» Saved entries:
PR #81, opened 2018-05-18
William/flow account

swansontec:
This is pretty chunky, but it improves typing in a lot of places. It's better to read the pull-request commit-by-commit.

### DIFF
--- a/src/modules/account/account-api.js
+++ b/src/modules/account/account-api.js
@@ -7,6 +7,7 @@ import type {
   EdgeCurrencyWallet,
   EdgeLobby,
   EdgeWalletInfo,
+  EdgeWalletInfoFull,
   EdgeWalletStates
 } from '../../edge-core-index.js'
 import { copyProperties, wrapObject } from '../../util/api.js'
@@ -30,7 +31,7 @@ export function makeAccount (
   appId: string,
   loginTree: LoginTree,
   loginType: string = '',
-  callbacks: EdgeAccountCallbacks | {} = {}
+  callbacks: EdgeAccountCallbacks = {}
 ) {
   return makeAccountState(ai, appId, loginTree, callbacks).then(state =>
     wrapObject('Account', makeAccountApi(state, loginType, callbacks))
@@ -43,7 +44,7 @@ export function makeAccount (
 function makeAccountApi (
   state: AccountState,
   loginType: string,
-  callbacks: EdgeAccountCallbacks | {}
+  callbacks: EdgeAccountCallbacks
 ): EdgeAccount {
   const ai: ApiInput = state.ai
   const { activeLoginId, accountWalletInfo } = state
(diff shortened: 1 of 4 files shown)


swansontec:
@wolverineks Can you take a look at this?

src/modules/login/login.js
```diff
@@ -270,7 +281,11 @@ export function sanitizeLoginStash (stashTree: LoginStash, appId: string) {
     stash => stash.appId === appId,
     stash => stash,
     (stash, children) => {
-      const login = filterObject(stash, ['username', 'appId', 'loginId'])
+      const login: LoginStash = filterObject(stash, [
+        'username',
+        'appId',
+        'loginId'
+      ])
       login.children = children
```
paullinator: Does this need an elvis statement like above?

src/modules/login/login.js
```diff
@@ -253,8 +260,12 @@ export function makeLoginTree (
...
     stash => makeLoginTreeInner(stash, loginKey),
     (stash, children) => {
-      const login = filterObject(stash, ['username', 'appId', 'loginId'])
-      login.children = children
+      const login: LoginTree = filterObject(stash, [
+        'username',
+        'appId',
+        'loginId'
+      ])
+      login.children = children != null ? children : []
```
paullinator: Was this a bug being fixed?

src/modules/account/accountApi.js
```diff
@@ -87,7 +88,7 @@ function makeAccountApi (
 
     // Change or create credentials:
     changePassword (password: string): Promise<void> {
-      return state.changePassword(password)
+      return state.changePassword(password).then(() => {})
```
paullinator: What does this anonymous function do?

src/modules/account/account.test.js
```diff
@@ -14,8 +14,8 @@ const contextOptions = {
   plugins: [makeFakeCurrency()]
 }
 
-function findKeys (keyInfos, type) {
-  return keyInfos.find(info => info.type === type)
+function findWallet (walletInfos, type) {
```
paullinator: 😀👍

src/modules/login/login.js
swansontec: No, it's just typing. `children` can't be null in this context, but Flow doesn't know that, so I had to put in the check for the types to work. The fallback case should never be hit.

src/modules/login/login.js
swansontec: No. In this case, Flow is happy with things. `LoginStash.children` is allowed to be null.

src/modules/account/accountApi.js
swansontec: It returns `undefined`, which is what Flow needs us to return.

swansontec:
I'm tired of being blocked on this. Merging anyhow.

» TO DO: Repeat the entries shown above, every one, word for word.

» PROBLEM SOLUTION:
PR #81, opened 2018-05-18
William/flow account

swansontec:
This is pretty chunky, but it improves typing in a lot of places. It's better to read the pull-request commit-by-commit.

### DIFF
--- a/src/modules/account/account-api.js
+++ b/src/modules/account/account-api.js
@@ -7,6 +7,7 @@ import type {
   EdgeCurrencyWallet,
   EdgeLobby,
   EdgeWalletInfo,
+  EdgeWalletInfoFull,
   EdgeWalletStates
 } from '../../edge-core-index.js'
 import { copyProperties, wrapObject } from '../../util/api.js'
@@ -30,7 +31,7 @@ export function makeAccount (
   appId: string,
   loginTree: LoginTree,
   loginType: string = '',
-  callbacks: EdgeAccountCallbacks | {} = {}
+  callbacks: EdgeAccountCallbacks = {}
 ) {
   return makeAccountState(ai, appId, loginTree, callbacks).then(state =>
     wrapObject('Account', makeAccountApi(state, loginType, callbacks))
@@ -43,7 +44,7 @@ export function makeAccount (
 function makeAccountApi (
   state: AccountState,
   loginType: string,
-  callbacks: EdgeAccountCallbacks | {}
+  callbacks: EdgeAccountCallbacks
 ): EdgeAccount {
   const ai: ApiInput = state.ai
   const { activeLoginId, accountWalletInfo } = state
(diff shortened: 1 of 4 files shown)


swansontec:
@wolverineks Can you take a look at this?

src/modules/login/login.js
```diff
@@ -270,7 +281,11 @@ export function sanitizeLoginStash (stashTree: LoginStash, appId: string) {
     stash => stash.appId === appId,
     stash => stash,
     (stash, children) => {
-      const login = filterObject(stash, ['username', 'appId', 'loginId'])
+      const login: LoginStash = filterObject(stash, [
+        'username',
+        'appId',
+        'loginId'
+      ])
       login.children = children
```
paullinator: Does this need an elvis statement like above?

src/modules/login/login.js
```diff
@@ -253,8 +260,12 @@ export function makeLoginTree (
...
     stash => makeLoginTreeInner(stash, loginKey),
     (stash, children) => {
-      const login = filterObject(stash, ['username', 'appId', 'loginId'])
-      login.children = children
+      const login: LoginTree = filterObject(stash, [
+        'username',
+        'appId',
+        'loginId'
+      ])
+      login.children = children != null ? children : []
```
paullinator: Was this a bug being fixed?

src/modules/account/accountApi.js
```diff
@@ -87,7 +88,7 @@ function makeAccountApi (
 
     // Change or create credentials:
     changePassword (password: string): Promise<void> {
-      return state.changePassword(password)
+      return state.changePassword(password).then(() => {})
```
paullinator: What does this anonymous function do?

src/modules/account/account.test.js
```diff
@@ -14,8 +14,8 @@ const contextOptions = {
   plugins: [makeFakeCurrency()]
 }
 
-function findKeys (keyInfos, type) {
-  return keyInfos.find(info => info.type === type)
+function findWallet (walletInfos, type) {
```
paullinator: 😀👍

src/modules/login/login.js
swansontec: No, it's just typing. `children` can't be null in this context, but Flow doesn't know that, so I had to put in the check for the types to work. The fallback case should never be hit.

src/modules/login/login.js
swansontec: No. In this case, Flow is happy with things. `LoginStash.children` is allowed to be null.

src/modules/account/accountApi.js
swansontec: It returns `undefined`, which is what Flow needs us to return.

swansontec:
I'm tired of being blocked on this. Merging anyhow.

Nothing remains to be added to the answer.